Data for review below:

PR #1515, opened 2025-08-14
Redesign "My videos/series/playlists" pages

owi92:
This adds a new layout and some filtering options for the "My videos", "My series" and "My playlists" overview pages.

### DIFF
--- a/backend/src/api/model/shared.rs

End of Data for review.

#### [Goal of the exercise]
Every entry needs to be written out again, exactly as given.

#### [Output below]
PR #1515, opened 2025-08-14
Redesign "My videos/series/playlists" pages

owi92:
This adds a new layout and some filtering options for the "My videos", "My series" and "My playlists" overview pages.

### DIFF
--- a/backend/src/api/model/shared.rs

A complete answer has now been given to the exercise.